In [27] we review the literature on inverse problems in topological persistence theory.The first half of the survey is concerned with the question of surjectivity, i.e. the existence of rightinverses, and the second half focuses on injectivity, i.e. left inverses. Throughout, we highlightthe tools and theorems that underlie these advances, and direct the reader’s attention to openproblems, both theoretical and applied.

Intrinsic Topological Transforms via the Distance Kernel Embedding

Participants : Clément Maria, Steve Oudot.

In collaboration with Elchanan Solomon (Duke).

Topological transforms are parametrized families of topological invariants, which, by analogy with transforms in signal processing, are much more discriminative than single measurements. The first two topological transforms to be defined were the Persistent Homology Transform and Euler Characteristic Transform, both of which apply to shapes embedded in Euclidean space. The contribution of this work [54] is to define topological transforms that depend only on the intrinsic geometry of a shape, and hence are invariant to the choice of embedding. To that end, given an abstract metric measure space, we define an integral operator whose eigenfunctions are used to compute sublevel set persistent homology. We demonstrate that this operator, which we call the distance kernel operator, enjoys desirable stability properties, and that its spectrum and eigenfunctions concisely encode the large-scale geometry of our metric measure space. We then define a number of topological transforms using the eigenfunctions of this operator, and observe that these transforms inherit many of the stability and injectivity properties of the distance kernel operator.
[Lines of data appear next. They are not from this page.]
PR #1160, opened 2026-03-06
controller: reconcile per-gateway session keys

apexlnc:
Move session key management into the controller-managed object set instead of creating Secrets as a side effect of Helm value generation.

This makes the per-Gateway Secret the authoritative source of truth for managed Gateways:
- build and append a managed Secret child object during post-processing
- watch Secret changes so Gateway reconciliation repairs drift and deletion
- validate existing keys before reuse and generate deterministic test keys
- reserve SESSION_KEY and SESSION_KEY_FILE in AGWP env for managed Gateways
- prefer the mounted session key file over env and inline fallback in the dataplane

Refresh deployer goldens and generated CRD/schema output.

Motivation for this is ergonomics for this : https://github.com/agentgateway/agentgateway/pull/878


controller/pkg/kgateway/deployer/agentgateway_parameters.go
```diff
@@ -328,6 +356,100 @@ func (g *agentgatewayParametersHelmValuesGenerator) getDefaultAgentgatewayHelmVa
...
+		},
+	}, nil
+}
+
+func (g *agentgatewayParametersHelmValuesGenerator) resolveSessionKey(
+	ctx context.Context,
+	namespace string,
+	secretName string,
+) (string, error) {
+	secret, err := g.apiClient.Kube().CoreV1().Secrets(namespace).Get(ctx, secretName, metav1.GetOptions{})
```
howardjohn: we might need this to pull from informer cache -- will come back to this comment when I review the rest

controller/pkg/kgateway/helm/agentgateway/templates/deployment.yaml
```diff
@@ -182,6 +182,9 @@ spec:
             - name: xds-token
               mountPath: /var/run/secrets/xds-tokens
               readOnly: true
+            - name: session-key
```
howardjohn: hm do we really need a volume mount? may just be simpler to use an env-from-secret?

howardjohn (commented):
very nice! will take a closer look shortly but looks great

controller/pkg/kgateway/helm/agentgateway/templates/deployment.yaml
apexlnc: i think in general, secret-in-mount is considered "better security hygiene" , so it's usually my default, but no strong opinions

howardjohn: I don't have a strong opinion here either. is it just that its easier (as an attacker) to get access to env vars vs a file?

apexlnc: yeah basically. also easier to leak env vars in logs, etc.

apexlnc: switched to env

controller/pkg/kgateway/agentgatewaysyncer/status_syncer.go
```diff
@@ -347,6 +349,7 @@ func (s StatusSyncer[O, S]) ApplyStatus(ctx context.Context, obj status.Resource
 			if ok {
 				merged := *desired
 				merged.Addresses = mergeGatewayAddresses(curGw.Status.Addresses, desired.Addresses)
+				merged.Conditions = mergeGatewayConditions(curGw.Status.Conditions, desired.Conditions)
```
howardjohn: I am not sure why this is needed, the incoming condition settings should already be merging in the existing conditions. TBH the mergeGatewayAddresses is already hacky  and a 'legacy' workaround.

controller/pkg/kgateway/deployer/agentgateway_parameters.go
```diff
@@ -97,11 +105,56 @@ func (a *AgentgatewayParametersApplier) ApplyToHelmValues(vals *deployer.HelmCon
 	}
 
 	// Apply explicit environment variables last so they can override logging.level.
-	res.Env = mergeEnvVars(res.Env, configs.Env)
+	res.Env = mergeEnvVars(res.Env, filterReservedManagedGatewayEnvVars(configs.Env))
 
 	vals.Agentgateway.AgentgatewayParametersConfigs = res
 }
 
+func filterReservedManagedGatewayEnvVars(envs []corev1.EnvVar) []corev1.EnvVar {
```
howardjohn: Hmm, in the current template we do this in a different and opposite way. for ex `{{- if not (hasKey $userEnvNames "TERMINATION_GRACE_PERIOD_SECONDS") }}`.

User value takes precedence, and its set in the template. I do think users value should take precedence; if they are setting it its for a reason

controller/pkg/kgateway/deployer/agentgateway_parameters_test.go
```diff
@@ -98,6 +137,64 @@ func TestAgentgatewayParametersApplier_ApplyToHelmValues_Env(t *testing.T) {
...
+		Agentgateway: &deployer.AgentgatewayHelmGateway{},
+	}
+
+	applier.ApplyToHelmValues(vals)
+
+	require.Len(t, vals.Agentgateway.Env, 1)
+	assert.Equal(t, "CUSTOM_VAR", vals.Agentgateway.Env[0].Name)
+}
+
+func TestAgentgatewayParametersApplier_ApplyToHelmValues_StripsReservedSessionRawConfig(t *testing.T) {
```
howardjohn: I really don't think we should be touching their raw config. Its raw config for a reason 🙂

controller/pkg/kgateway/deployer/gateway_parameters.go
```diff
@@ -136,11 +155,182 @@ func (gp *GatewayParameters) PostProcessObjects(ctx context.Context, obj client.
...
+		if err := enforceManagedSessionKeyDeploymentWiring(rendered, sessionKeySecret); err != nil {
+			return nil, fmt.Errorf("failed to enforce managed session key wiring for Gateway %s/%s: %w", gw.GetNamespace(), gw.GetName(), err)
+		}
+		rendered = append(rendered, sessionKeySecret)
 	}
 
 	return rendered, nil
 }
 
+func addSessionKeyChecksumAnnotation(rendered []client.Object, secret *corev1.Secret) error {
```
howardjohn, line 171: If a user wants to provide their own key, is there a reasonable way for them to do so? Not blocking but I think we will want to make sure there is. For example you might want to share a key between 2 gateways etc

controller/pkg/kgateway/deployer/gateway_parameters.go
```diff
@@ -136,11 +155,182 @@ func (gp *GatewayParameters) PostProcessObjects(ctx context.Context, obj client.
...
+	if insertIndex > len(filtered) {
+		insertIndex = len(filtered)
+	}
+	filtered = append(filtered, corev1.VolumeMount{})
+	copy(filtered[insertIndex+1:], filtered[insertIndex:])
+	filtered[insertIndex] = replacement
+	return filtered
+}
+
+func replaceVolumePreservingPosition(volumes []corev1.Volume, replacement corev1.Volume) []corev1.Volume {
```
howardjohn: Kind of mentioned in other comments but I don't think we really need this. We can just pass the secret name into the template params and then set the volume and env vars there like other params.

controller/pkg/kgateway/deployer/session_key.go
```diff
@@ -0,0 +1,589 @@
...
+) (*corev1.Secret, error) {
+	return g.ensureManagedSessionKeySecret(ctx, gw, secretName)
+}
+
+func (g *agentgatewayParametersHelmValuesGenerator) ensureManagedSessionKeySecret(
+	ctx context.Context,
+	gw *gwv1.Gateway,
+	secretName string,
+) (*corev1.Secret, error) {
+	liveSecret, err := g.apiClient.Kube().CoreV1().Secrets(gw.Namespace).Get(ctx, secretName, metav1.GetOptions{})
```
howardjohn: given the low load here this _probably_ isn't too meaningful but we should use secretClient which will do a cached read instead of the raw .Get().

In general the should be no portion of the entire codebase that does an uncached Get/List

controller/pkg/kgateway/deployer/session_key.go
```diff
@@ -0,0 +1,589 @@
...
+
+		desired, err := managedSessionKeySecretForGateway(gw, secretName, liveSecret, keyring, handledRotationToken)
+		if err != nil {
+			return err
+		}
+		result, err := g.apiClient.Kube().CoreV1().Secrets(gw.Namespace).Update(ctx, desired, metav1.UpdateOptions{})
+		if err != nil {
+			return err
+		}
+		updated, err = managedSessionKeySecretForGateway(gw, secretName, result, keyring, handledRotationToken)
```
howardjohn: this seems odd. `result` is already what is in k8s, why are we reconstructing it through managedSessionKeySecretForGateway

crates/agentgateway/src/http/sessionpersistence.rs
```diff
@@ -126,8 +127,110 @@ impl Encoder {
...
 			Encoder::Aes(e) => e.decrypt(encoded).map_err(Into::into),
+			Encoder::KeyRing(e) => e.decrypt(encoded),
+		}
+	}
+}
+
+#[derive(Debug, Clone, Deserialize)]
+#[serde(deny_unknown_fields)]
+pub(crate) struct SessionKeyring {
+	pub version: String,
```
howardjohn: A version seems unnecessarily complex and another thing for a user to mess up. If we need to evolve the schema we can do so in other ways without needing a version

crates/agentgateway/src/http/sessionpersistence.rs
```diff
@@ -126,8 +127,110 @@ impl Encoder {
...
+		}
+
+		let mut seen = std::collections::HashSet::new();
+		validate_hex_key(&self.primary)?;
+		seen.insert(self.primary.as_str());
+
+		for previous in &self.previous {
+			validate_hex_key(previous)?;
+			if !seen.insert(previous.as_str()) {
+				anyhow::bail!("duplicate session key material");
```
howardjohn: Do we really need to fail here? Seems it doesn't really hurt if they have duplicates

controller/pkg/kgateway/agentgatewaysyncer/status_syncer.go
howardjohn: plus we have addMissingGatewayConditions

howardjohn (commented):
.

controller/pkg/kgateway/deployer/session_key.go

A Framework for Differential Calculus on Persistence Barcodes

Participant : Steve Oudot.

In collaboration with Jacob Leygonie and Ulrike Tillmann (Oxford).

In [52], we define notions of differentiability for maps from and to the space of persistence barcodes. Inspired by the theory of diffeological spaces, the proposed framework uses lifts to the space of ordered barcodes, from which derivatives can be computed. The two derived notions of differentiability (respectively from and to the space of barcodes) combine together naturally to produce a chain rule that enables the use of gradient descent for objective functions factoring through the space of barcodes. We illustrate the versatility of this framework by showing how it can be used to analyze the smoothness of various parametrized families of filtrations arising in topological data analysis.